McCormick (NYSE: MKC) may have found the right recipe amid economic uncertainty

McCormick (NYSE: MKC), the dominant global purveyor of spices and seasonings, may not have a hot story to tell now. But mild may do the trick in a time of consumer retrenchment. Personal spending dipped 0.1% in May.
Yet McCormick, one of the oldest U.S. companies at 136 years, has managed to withstand the decline. Its revenue rose 1% in the second quarter (ended May 31) from a year earlier, driven by a 1.3% increase in volume. Prices gained just 0.3%, as consumers are showing zero tolerance for inflation. Organic sales, which are based just on existing operations, gained 2%.

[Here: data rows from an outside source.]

PR #1261, opened 2026-03-12
fix: abstract assetId, reserveId

DhairyaSethi:


src/config-engine/interfaces/IAaveV4ConfigEngine.sol
```diff
@@ -31,48 +32,55 @@ interface IAaveV4ConfigEngine {
     address feeReceiver;
     uint256 liquidityFee;
     address irStrategy;
-    bytes irData;
```
Kogaroshi, line 34: let's add here a struct for `Tokenization` to deploy the TokenizationSpoke when adding the asset ?

Kogaroshi: decided to do this in subsequent PR

PR #1267, opened 2026-03-13
fix: validation on delegatee zero addr

yan-man:


src/position-manager/ConfigPositionManager.sol
```diff
@@ -425,6 +425,7 @@ contract ConfigPositionManager is IConfigPositionManager, PositionManagerIntentB
     ConfigPermissions oldPermissions,
     ConfigPermissions newPermissions
   ) internal {
+    require(delegatee != address(0), InvalidAddress());
```
DhairyaSethi, line 428: i think avoidable but should add this natspec as well

PR #1270, opened 2026-03-17
feat: separate deploy periphery for posms

yan-man:


yan-man:
decided today that we will leave the deployment script intact and not separate out the posms. Instead, the control for deploying the posms will depend on the bool inputs

PR #1273, opened 2026-03-17
style: Add ascii art

CheyenneAtapour:


src/hub/Hub.sol
```diff
@@ -15,6 +15,35 @@ import {Premium} from 'src/hub/libraries/Premium.sol';
 import {IBasicInterestRateStrategy} from 'src/hub/interfaces/IBasicInterestRateStrategy.sol';
 import {IHubBase, IHub} from 'src/hub/interfaces/IHub.sol';
 
+//                                     @%%%%%%%%%%%%%%%%%%%%%%%%%%@
```
yan-man, line 18: tbh i think too big, personally was thinking 20 lines ish (in height)

src/spoke/Spoke.sol
```diff
@@ -27,6 +27,35 @@ import {IHubBase} from 'src/hub/interfaces/IHubBase.sol';
 import {ISpoke} from 'src/spoke/interfaces/ISpoke.sol';
 import {SpokeStorage} from 'src/spoke/SpokeStorage.sol';
 
+//                                     @%%%%%%%%%%%%%%%%%%%%%%%%%%@
```
DhairyaSethi: should be on the SpokeInstance instead imo

DhairyaSethi: can we make it say v4 probably

src/hub/Hub.sol
CheyenneAtapour: Uniswap's is also 40 lines

src/spoke/Spoke.sol
CheyenneAtapour: Moved. But yeah maybe we can regenerate more art

src/hub/Hub.sol
miguelmtzinf: wow, this is way bigger than expected. I was thinking smt like 10 lines max tbh

yan-man:
is it too late or we can still add this

src/hub/Hub.sol
DhairyaSethi: you don't get anything in 10-20 range tbh

DhairyaSethi: to me size is fine but these need to be on the instance contracts (which are the entry points of the impl as mentioned before)

src/spoke/instances/SpokeInstance.sol
```diff
@@ -4,6 +4,35 @@ pragma solidity 0.8.28;
 
 import {Spoke} from 'src/spoke/Spoke.sol';
 
+//                                     @%%%%%%%%%%%%%%%%%%%%%%%%%%@
```
DhairyaSethi, line 7:
```suggestion
//                                     @4444444444444444444444444444444444444@
```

Meanwhile, the stock has climbed 4.3% over the last 12 months, far behind the S&P 500’s 11.8% gain.
McCormick has two divisions: consumer, which sells its products through grocery stores and the like, and flavor solutions, which sells to food manufacturers and foodservice customers. The consumer side accounts for 60% of the company’s sales.
In the second quarter, consumer sales climbed 3%, while flavor solutions sales were unchanged. That could reflect consumers’ preference of cooking at home over eating out, allowing them to save money.
‘Competing for calories’
And when consumers choose to cook for themselves, McCormick doesn’t have to worry about what food they select. “We’re not competing for calories. We’re flavoring them,” the company’s CEO Brendan Foley said in the company’s second-quarter earnings call.
“Whether it’s spices and seasonings, sauces or condiments we enable better, more flavorful meals without adding complexity or cost,” he said. And analysts say consumers appreciate the health value of some of McCormick’s products.
McCormick accounts for about 20% of the $17 billion global food-flavor market, exceeding its closest challenger by a factor of four (likely Ajinomoto of Japan).
To be sure, analysts say tariffs could put a dent on the company “The global trade environment is increasing the cost of agricultural ingredients we source from outside the U.S., which is impacting our cost of sales,” Foley acknowledges.
But it’s not a major issue, he said. “We have a global manufacturing footprint designed so that products sold within a region are made locally within that region.” Thus the hit from tariffs comes primarily through importing agricultural raw materials, Foley said.
Tariff impact
But its competitors face the same problem, he notes. And McCormick is trying alternative sourcing of raw materials when it can get them cheaper. McCormick CFO Marcos Gabriel predicts the company will face tariff costs of $50 million this year, or 7% of its 2024 revenue.
For the fiscal year as a whole, McCormick projects revenue growth of zero to 2% and earnings-per-share growth of 2% to 4%.
Morningstar analyst Erin Lash is bullish on the company, seeing it with competitive advantages for at least 20 years.
“Its spices and seasonings lineup spans budget-friendly options, as the largest domestic private-label manufacturer, to more premium fare, allowing it to weather volatile economic conditions,” she wrote. Moreover, it can cut spending and raise prices if necessary.